Принц Клевский был очень взволнован, произнося эти последние слова, и едва мог их закончить. Жену его это потрясло и, разразившись слезами, она бросилась ему на шею с такой нежностью и мукой, что повергла его в состояние, немногим разнившееся с ее собственным. Какое-то время они провели в молчании и расстались, не в силах говорить друг с другом.
Приготовления к свадьбе Мадам завершились. Герцог Альба прибыл взять ее в жены от имени Филиппа II. Он был встречен со всей пышностью и всеми церемониями, каких только можно ожидать в подобных случаях. Король выслал ему навстречу принца де Конде, кардинала Лотарингского и кардинала де Гиза, герцогов Лотарингского, Феррарского, Бульонского, д’Омаля, де Гиза и де Немура. Их сопровождало немало дворян и множество пажей, одетых в их ливреи. Сам король ждал герцога Альбу у первых ворот Лувра с двумя сотнями своих дворян во главе с коннетаблем. Приблизившись к королю, герцог хотел обнять его колени, но король не дал ему этого сделать и повел рядом с собой в покои к королеве и к Мадам, которой герцог Альба привез великолепный подарок от своего повелителя. Затем он прошел к принцессе Маргарите, сестре короля, засвидетельствовать ей почтение герцога Савойского и подтвердить, что он прибудет через несколько дней. В Лувре устраивали многолюдные вечера, чтобы показать герцогу Альбе и принцу Оранскому, его сопровождавшему, придворных красавиц.
Принцесса Клевская не осмелилась избавить себя от необходимости появляться там, как бы ей того ни хотелось, из страха огорчить мужа, велевшего ей непременно туда ездить. К тому же ее подвигало решиться на это отсутствие господина де Немура. Он выехал навстречу герцогу Савойскому, а когда тот приехал, обязан был почти постоянно находиться при нем и помогать во всем, что касалось свадебных церемоний. Из-за этого принцесса Клевская видела господина де Немура не столь часто, как обыкновенно, что приносило ей некое успокоение.

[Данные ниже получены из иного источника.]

PR #3981, opened 2022-04-20
Add validator to prevent using reserved directories as mount dirs

hanwen-pcluste:
Add more detailed check considering the difference between shared storage and local storage:

1. Shared storage directories can not overlap/duplicate with each other.
2. Shared storage directories can not overlap/duplicate with ephemeral storage directories.
3. Ephemeral storage directories can overlap/duplicate with each other, because they are local to compute nodes.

Видам де Шартр не забыл своей беседы с господином де Немуром. Он оставался в убеждении, что история, рассказанная ему герцогом, была его собственная история, и видам наблюдал за ним так внимательно, что непременно угадал бы истину, если бы прибытие герцога Альбы и герцога Савойского не внесло перемен и новых забот в жизнь двора и не помешало бы видеть то, что могло открыть ему глаза. Желание узнать истину или скорее естественная склонность человека рассказывать все, что ему известно, тем, кого он любит, подвигли его сообщить госпоже де Мартиг о необычайном поступке особы, признавшейся мужу в страсти, которую она питала к другому. Он уверил госпожу де Мартиг, что господин де Немур и был тем, кто внушил эту пылкую страсть, и просил помочь ему наблюдать за герцогом. Госпожа де Мартиг была очень довольна, что узнала это от видама; и то любопытство, которое, как она видела, дофина выказывала к тому, что касалось господина де Немура, возбуждало в ней еще большее желание разгадать эту историю.